Hematopoietic colony-forming unit assay
Bulk and sorted CD34+CD45+ cells from day 6+5 spin EB nonadherent fractions were collected and resuspended in Iscove modified Dulbecco medium. Fifty thousand cells were seeded in 2 mL of H4436 Methocult (StemCell Technologies, Vancouver, BC, Canada) and plated directly in 35-mm culture dishes (Greiner, Monroe, NC). Plates were incubated for 14 days and subsequently counted and phenotypically scored using standard criteria.9
CRISPR-Cas9 gene editing and hESC transfection
Guide RNA (gRNA) against AHR exon 1 (5′-TCAGATTGTCCCTGGAGGTC-3′) driven by U6 promoter was subcloned into a pCR4-TOPO vector (ThermoFisher Scientific). Single-cell, cell-adapted H9 RUNX1c-tdTomato reporter cell lines previously produced by our group23 were transfected with 1 μg of plasmid DNA, 1 μg of Cas9 mRNA (TriLink Biotechnologies, San Diego, CA), and mCherry fluorescent protein mRNA using the Neon Transfection System (ThermoFisher Scientific) set at 1100 V, 20 ms, 1 pulse. Posttransfection, cells were resuspended in MEF-conditioned media without antibiotics supplemented with 5 μM Y-27632 and seeded onto Matrigel-coated 6-well plates. Ninety-six hours posttransfection, individual mCherry+ colonies were picked onto fresh MEFs for clonal expansion. Genomic DNA was isolated using the DNeasy Blood and Tissue kit (Qiagen) and AHR polymerase chain reaction (PCR) products were generated with high-fidelity AccuPrime Taq DNA Polymerase (ThermoFisher Scientific). PCR products were purified and subcloned into a pCR-TOPO4 vector for sequencing. Cloned products were transformed into One Shot TOP10 competent cells (ThermoFisher Scientific) and were colony sequenced via rolling circle amplification (Sequetech, Mountain View, CA) using M13R primers.
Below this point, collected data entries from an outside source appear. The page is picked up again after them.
Issue #283, opened 2020-10-21
Extend image backend support to ITerm2 Inline Images Protocol.


o2sh:
As mentioned by @yoichi in #266, even though iterm2 seems to support SIXEL; it shows a broken output:

![image](https://user-images.githubusercontent.com/13710835/96747802-077e3d00-13c9-11eb-9148-44b2f98abbc0.png)

Apparently, iterm2 has its own [rendering protocol](https://iterm2.com/documentation-images.html) which _extends the xterm protocol with a set of proprietary escape sequences_. This xterm protocol must be the SIXEL protocol - Implemented by @CephalonRho - or smth close to it.

mborejdo:
Looking forward to this. https://github.com/wez/wezterm is an awesome terminal-emulator with great Windows support. It also supports the iTerm2 inline image protocol and it would be great to have some windows love :-)

o2sh:
From what I understood, @yoichi opened an [issue](https://gitlab.com/gnachman/iterm2/-/issues/9204) addressing this problem which was fixed int this [commit](https://gitlab.com/gnachman/iterm2/-/commit/119da0c28245d797dc124990676acfdd67789cfb)

Unfortunately, I don't have a machine running macOS so I can't test it.

mborejdo:
Hey @o2sh. thanks for your reply. I am not sure I understand. Does this mean the iterm2 inline image support (which works also on windows on wezterm) will not be added, once the sixel-issue is resolved?

o2sh:
@mborejdo, wezterm also supports Sixel

![wezterm](https://user-images.githubusercontent.com/13710835/97725766-d390cf00-1ace-11eb-8b09-9ff3a444fbe4.png)

However, this won't work on Windows.

mborejdo:
hey @o2sh  . Yes, thats really unfortunate. Thats why I was hoping to have the iterm2-inline-image working on windows as this works as expected (almost)
Also unfortunately onefetch's --ascii does not help here, as the commandline is limited in length. Would it be possible to provide something like --ascii-file or the like so I could pass the base64 encoded inline-image to onefetch to be displayed instead of the default?

o2sh:
> Also unfortunately onefetch's --ascii does not help here, as the commandline is limited in length.

Try this `onefetch —ascii-input "$(cat image_base64.txt)"`

PR #305, opened 2020-11-01
Add iTerm2 image protocol support

yoichi:
Fix https://github.com/o2sh/onefetch/issues/283

スクリーンショット 2020-11-01 22 57 58

### DIFF
--- a/src/onefetch/image_backends/iterm2.rs
+++ b/src/onefetch/image_backends/iterm2.rs
@@ -1,8 +1,6 @@
 use {
     image::{imageops::FilterType, DynamicImage, GenericImageView},
-    libc::{
-        ioctl, winsize, STDOUT_FILENO, TIOCGWINSZ,
-    },
+    libc::{ioctl, winsize, STDOUT_FILENO, TIOCGWINSZ},
     std::env,
 };
 
@@ -39,7 +37,9 @@ impl super::ImageBackend for ITerm2Backend {
         let image_rows = height_ratio * f64::from(image.height());
 
         let mut bytes: Vec<u8> = Vec::new();
-        image.write_to(&mut bytes, image::ImageOutputFormat::Png).unwrap();
+        image
+            .write_to(&mut bytes, image::ImageOutputFormat::Png)
+            .unwrap();
         let encoded_image = base64::encode(bytes);
         let mut image_data = Vec::<u8>::new();
 
--- a/src/onefetch/image_backends/iterm2.rs
+++ b/src/onefetch/image_backends/iterm2.rs
@@ -1,0 +1,61 @@
+use {
+    image::{imageops::FilterType, DynamicImage, GenericImageView},
+    libc::{
+        ioctl, winsize, STDOUT_FILENO, TIOCGWINSZ,
+    },
+    std::env,
+};
+
+pub struct ITerm2Backend {}
+
+impl ITerm2Backend {
+    pub fn new() -> Self {
+        Self {}
+    }
+
+    pub fn supported() -> bool {
+        let term_program = env::var("TERM_PROGRAM").unwrap_or("".to_string());
+        term_program == "iTerm.app"
+    }
+}
+
+impl super::ImageBackend for ITerm2Backend {
+    fn add_image(&self, lines: Vec<String>, image: &DynamicImage, _colors: usize) -> String {
+        let tty_size = unsafe {
+            let tty_size: winsize = std::mem::zeroed();
+            ioctl(STDOUT_FILENO, TIOCGWINSZ, &tty_size);
+            tty_size
+        };
+        let width_ratio = f64::from(tty_size.ws_col) / f64::from(tty_size.ws_xpixel);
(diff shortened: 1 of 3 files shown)


src/onefetch/image_backends/iterm2.rs
```diff
@@ -0,0 +1,61 @@
...
+pub struct ITerm2Backend {}
+
+impl ITerm2Backend {
+    pub fn new() -> Self {
+        Self {}
+    }
+
+    pub fn supported() -> bool {
+        let term_program = env::var("TERM_PROGRAM").unwrap_or("".to_string());
+        term_program == "iTerm.app"
```
o2sh, line 18: What about other terminals that supports Iterm2 image protocol, like WezTerm ?

src/onefetch/image_backends/mod.rs
```diff
@@ -32,6 +36,11 @@ pub fn check_if_supported(backend_name: &str) -> Result<()> {
                 return Err("Kitty image backend is not supported".into());
             }
         }
+        "iterm2" => {
+            if !iterm2::ITerm2Backend::supported() {
+                return Err("Sixel image backend is not supported".into());
```
o2sh, line 41: typo: Sixel instead of Iterm2

src/onefetch/image_backends/iterm2.rs
yoichi: WezTerm sets TERM_PROGRAM=WezTerm
It supports iTerm2 image protocol, but it behaves a bit differently from iTerm2:
スクリーンショット 2020-11-02 20 54 30

o2sh: if you do this
```rust
image_data.extend(format!("\x1B[{}A", image_rows as u32).as_bytes()); // move cursor to top-left corner
image_data.extend(format!("\x1B[{}C", image_columns as u32 + 1).as_bytes()); // move cursor to top-right corner of image
```
instead of 
```rust
image_data.extend(format!("\x1B[{}A", image_rows as u32 - 1).as_bytes()); // move cursor to start of image`
```
you get the correct input:

iterm

Hopefully, it doesn't break the output on Iterm2 :worried:

yoichi: > Still, my first remark remains relevant: we shouldn't assume that Iterm2 will be the only terminal supporting this protocol.

I think we cannot detect all terminals supporting iTerm2 image protocol. 
So I think we should not prohibit them in image_backends::check_if_supported().
Fixed by d821bc35

yoichi: > Logically, this should break the output on Iterm2, in that case - @yoichi plz test it -, I'll open an issue on WezTerm's Github.

I've tested with the change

On- and off-target effects were assessed using a Surveyor mutation detection kit (IDT Technologies, Coralville, IA) and the following AHR-specific primers: forward, 5′-AGGCAGCTCACCTGTACT-3′; reverse, 5′-CATCTCGCCTTACCAAACTCTAC-3′. Only clones that displayed AHR-specific cleavage products and had AHR exon 1–specific deletions as determined by sequencing were chosen for experiments.
Flow cytometry
The following additional antibodies were used (all anti-human): lymphocyte function-associated antigen 1 (LFA1) (CD11a/CD18)-allophycocyanin (APC)-R700 (BD Biosciences), CD31-APC (eBioscience), CD33-APC (BD Biosciences), CD34-phycoerythrin (PE) Cy7 (BD Biosciences), CD34-APC (BD Biosciences), CD41a-APC (BD Biosciences), CD43-APC (BD Biosciences), CD45-APC (BD Biosciences), CD56-PECy7 (BD Biosciences), CD56-BV421 (BD Biosciences), CD94–peridinin chlorophyll–Cy5.5 (BD Biosciences), CD117-PECy7 (BD Biosciences), CD117-APC (eBiosciences), CD144-APC (eBioscience). Samples were analyzed on either an LSRFortessa or LSRII flow cytometer (BD Biosciences). Gating was set relative to isotype controls of identical fluorophores. Data from flow cytometry were analyzed using FlowJo software (TreeStar, Ashland, OR).
Additional methods
Comprehensive methods regarding, fluorescent-activated cell sorting, CD34+ cell expansion, quantitative real-time PCR (qRT-PCR), immunoblotting, CD107a degranulation assay, and statistical analyses are detailed in the supplemental Methods (available on the Blood Web site).
Results
Small-molecule antagonism of AHR enhances early hematoendothelial differentiation from hESCs
To establish whether AHR mediates development of the earliest human hematopoietic cells, we differentiated hESCs using a 2-stage defined culture system, as previously described (Figure 1A).23,24 We first determined AHR expression in undifferentiated hESCs and hESCs differentiating into hematoendothelial cells under these defined conditions. AHR expression was increased 4.30- ± 1.24-fold in the differentiated cell population at day 6+3 relative to undifferentiated hESCs and became significantly increased at day 6+5 (7.33- ± 1.24-fold; P < .01) (supplemental Figure 1A). We also observed a corresponding increase in the expression of 2 downstream effector targets of AHR signaling, CYP1A1 and CYP1B1.28-33 These data indicate that endogenous AHR activity is upregulated at the onset of hematoendothelial differentiation from hESCs, suggesting that AHR is implicated in early hematopoiesis. We next treated hESCs with SR-1 or TCDD to modulate AHR signaling, or DMSO vehicle control. Following 4 days of culture, hESCs treated with 1 μM SR-1 had reduced expression of CYP1A1 and CYP1B1, whereas hESCs treated with TCDD yielded significantly increased expression of CYP1A1 and CYP1B1 as compared with DMSO-normalized controls (supplemental Figure 1B). We also confirmed that there were no significant cytotoxic effects on hESCs due to the presence of SR-1 or TCDD (supplemental Figure 1C). Together, SR-1 and TCDD can effectively be used as agents to selectively regulate AHR-mediated activity in hESCs.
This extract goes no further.